Stored data entries
· · · ·

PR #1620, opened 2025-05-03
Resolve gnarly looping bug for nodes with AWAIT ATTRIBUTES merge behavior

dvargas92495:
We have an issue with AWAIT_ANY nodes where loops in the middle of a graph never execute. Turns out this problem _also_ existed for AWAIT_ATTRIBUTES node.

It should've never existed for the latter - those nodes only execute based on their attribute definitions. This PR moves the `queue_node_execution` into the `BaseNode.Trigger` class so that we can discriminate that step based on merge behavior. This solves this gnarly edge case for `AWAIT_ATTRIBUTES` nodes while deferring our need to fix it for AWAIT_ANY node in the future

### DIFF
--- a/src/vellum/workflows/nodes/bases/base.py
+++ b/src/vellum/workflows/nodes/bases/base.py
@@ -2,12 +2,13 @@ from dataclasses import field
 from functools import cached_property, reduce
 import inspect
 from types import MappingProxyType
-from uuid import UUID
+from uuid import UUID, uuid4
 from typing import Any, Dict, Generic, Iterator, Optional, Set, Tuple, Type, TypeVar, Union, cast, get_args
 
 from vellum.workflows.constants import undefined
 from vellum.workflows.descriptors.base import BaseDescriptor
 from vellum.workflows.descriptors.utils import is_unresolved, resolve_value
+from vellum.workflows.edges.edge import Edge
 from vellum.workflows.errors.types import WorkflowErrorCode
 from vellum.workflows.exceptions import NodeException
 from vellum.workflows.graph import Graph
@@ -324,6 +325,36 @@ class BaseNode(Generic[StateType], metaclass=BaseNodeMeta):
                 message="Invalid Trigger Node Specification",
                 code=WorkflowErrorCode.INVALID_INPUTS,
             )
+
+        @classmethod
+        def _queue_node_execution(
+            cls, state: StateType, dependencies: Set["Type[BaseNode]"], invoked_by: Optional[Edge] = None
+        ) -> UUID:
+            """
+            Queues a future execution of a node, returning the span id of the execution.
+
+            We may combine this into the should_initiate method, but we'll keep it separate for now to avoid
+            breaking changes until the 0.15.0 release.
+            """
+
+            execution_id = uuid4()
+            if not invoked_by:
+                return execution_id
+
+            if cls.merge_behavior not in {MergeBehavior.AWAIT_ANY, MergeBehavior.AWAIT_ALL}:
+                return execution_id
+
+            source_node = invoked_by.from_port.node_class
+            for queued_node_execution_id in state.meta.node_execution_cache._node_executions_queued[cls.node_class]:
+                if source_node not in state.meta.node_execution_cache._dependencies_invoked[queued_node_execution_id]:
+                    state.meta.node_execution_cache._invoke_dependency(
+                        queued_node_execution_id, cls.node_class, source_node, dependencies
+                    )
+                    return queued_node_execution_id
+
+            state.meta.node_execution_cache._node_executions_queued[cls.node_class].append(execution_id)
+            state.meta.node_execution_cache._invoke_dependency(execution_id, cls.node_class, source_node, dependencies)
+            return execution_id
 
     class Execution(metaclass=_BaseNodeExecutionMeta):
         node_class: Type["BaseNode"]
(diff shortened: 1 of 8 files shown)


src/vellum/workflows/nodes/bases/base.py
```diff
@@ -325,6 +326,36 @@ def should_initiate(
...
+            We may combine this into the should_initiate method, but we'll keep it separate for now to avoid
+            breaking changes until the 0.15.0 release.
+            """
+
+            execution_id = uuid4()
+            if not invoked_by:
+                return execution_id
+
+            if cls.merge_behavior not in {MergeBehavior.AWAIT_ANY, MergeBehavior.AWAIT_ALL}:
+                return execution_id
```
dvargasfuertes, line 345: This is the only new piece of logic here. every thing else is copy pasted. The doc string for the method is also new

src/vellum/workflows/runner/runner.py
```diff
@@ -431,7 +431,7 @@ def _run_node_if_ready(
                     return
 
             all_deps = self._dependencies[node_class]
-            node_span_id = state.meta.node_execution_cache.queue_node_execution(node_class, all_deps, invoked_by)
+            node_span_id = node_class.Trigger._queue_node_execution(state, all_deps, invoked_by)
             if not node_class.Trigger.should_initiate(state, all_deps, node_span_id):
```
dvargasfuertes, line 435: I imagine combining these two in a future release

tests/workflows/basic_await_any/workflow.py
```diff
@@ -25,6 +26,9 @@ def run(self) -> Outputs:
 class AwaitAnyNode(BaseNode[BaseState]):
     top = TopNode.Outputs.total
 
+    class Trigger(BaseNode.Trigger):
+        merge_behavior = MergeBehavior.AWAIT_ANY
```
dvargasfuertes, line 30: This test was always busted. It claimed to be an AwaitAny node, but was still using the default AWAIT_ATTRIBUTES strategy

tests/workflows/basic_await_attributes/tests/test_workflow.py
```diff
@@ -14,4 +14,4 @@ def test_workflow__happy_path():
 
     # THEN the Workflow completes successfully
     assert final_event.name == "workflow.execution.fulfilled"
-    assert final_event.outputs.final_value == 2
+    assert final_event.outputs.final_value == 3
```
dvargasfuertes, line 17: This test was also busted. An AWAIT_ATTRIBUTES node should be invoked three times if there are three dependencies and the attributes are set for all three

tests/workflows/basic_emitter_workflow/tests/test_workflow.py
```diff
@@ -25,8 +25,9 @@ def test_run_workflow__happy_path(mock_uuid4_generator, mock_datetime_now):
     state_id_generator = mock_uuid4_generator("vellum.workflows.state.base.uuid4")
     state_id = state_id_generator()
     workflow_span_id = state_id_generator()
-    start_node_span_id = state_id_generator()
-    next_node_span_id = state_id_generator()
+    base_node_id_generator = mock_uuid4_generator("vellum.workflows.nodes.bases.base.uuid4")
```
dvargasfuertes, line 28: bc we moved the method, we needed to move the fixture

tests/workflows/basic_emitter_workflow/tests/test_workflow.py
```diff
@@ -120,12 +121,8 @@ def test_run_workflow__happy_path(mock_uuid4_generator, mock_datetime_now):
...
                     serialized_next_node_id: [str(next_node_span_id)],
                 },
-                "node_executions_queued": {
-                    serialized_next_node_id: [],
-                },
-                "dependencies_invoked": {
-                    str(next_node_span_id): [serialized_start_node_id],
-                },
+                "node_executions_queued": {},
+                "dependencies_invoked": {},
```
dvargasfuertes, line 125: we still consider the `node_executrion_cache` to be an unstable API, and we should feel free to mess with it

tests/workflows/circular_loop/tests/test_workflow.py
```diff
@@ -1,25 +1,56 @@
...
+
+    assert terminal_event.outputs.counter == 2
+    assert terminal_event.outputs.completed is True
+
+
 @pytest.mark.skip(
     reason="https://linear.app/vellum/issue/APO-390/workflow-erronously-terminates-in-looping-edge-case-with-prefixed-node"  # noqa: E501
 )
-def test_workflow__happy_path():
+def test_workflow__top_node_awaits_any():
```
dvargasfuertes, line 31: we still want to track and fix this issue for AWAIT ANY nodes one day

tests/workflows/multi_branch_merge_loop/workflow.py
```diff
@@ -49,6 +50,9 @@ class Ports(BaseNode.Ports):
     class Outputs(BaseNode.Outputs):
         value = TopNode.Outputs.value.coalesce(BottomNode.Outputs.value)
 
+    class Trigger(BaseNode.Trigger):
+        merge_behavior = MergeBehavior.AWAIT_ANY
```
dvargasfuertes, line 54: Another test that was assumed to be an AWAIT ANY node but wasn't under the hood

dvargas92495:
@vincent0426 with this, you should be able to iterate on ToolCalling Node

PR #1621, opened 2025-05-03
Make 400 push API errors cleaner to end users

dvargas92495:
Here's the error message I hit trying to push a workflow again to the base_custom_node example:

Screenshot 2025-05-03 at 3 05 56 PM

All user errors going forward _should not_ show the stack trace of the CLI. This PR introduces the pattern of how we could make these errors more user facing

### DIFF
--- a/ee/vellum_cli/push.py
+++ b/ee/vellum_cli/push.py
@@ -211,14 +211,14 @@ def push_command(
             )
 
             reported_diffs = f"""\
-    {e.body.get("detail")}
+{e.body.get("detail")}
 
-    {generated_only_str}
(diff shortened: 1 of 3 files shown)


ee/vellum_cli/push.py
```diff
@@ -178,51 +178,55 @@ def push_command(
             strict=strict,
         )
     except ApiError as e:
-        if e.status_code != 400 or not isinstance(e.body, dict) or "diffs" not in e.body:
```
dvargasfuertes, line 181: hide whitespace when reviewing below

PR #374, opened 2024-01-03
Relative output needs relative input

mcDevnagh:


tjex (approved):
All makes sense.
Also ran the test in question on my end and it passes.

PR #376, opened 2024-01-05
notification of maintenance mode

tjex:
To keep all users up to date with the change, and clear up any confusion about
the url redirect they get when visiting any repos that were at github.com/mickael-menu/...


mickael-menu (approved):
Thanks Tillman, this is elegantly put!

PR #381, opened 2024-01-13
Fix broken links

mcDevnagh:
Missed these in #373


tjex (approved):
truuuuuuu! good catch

· · · ·

Copy out every line in the entries above that holds "never".

### Task response
We have an issue with AWAIT_ANY nodes where loops in the middle of a graph never execute. Turns out this problem _also_ existed for AWAIT_ATTRIBUTES node.
It should've never existed for the latter - those nodes only execute based on their attribute definitions. This PR moves the `queue_node_execution` into the `BaseNode.Trigger` class so that we can discriminate that step based on merge behavior. This solves this gnarly edge case for `AWAIT_ATTRIBUTES` nodes while deferring our need to fix it for AWAIT_ANY node in the future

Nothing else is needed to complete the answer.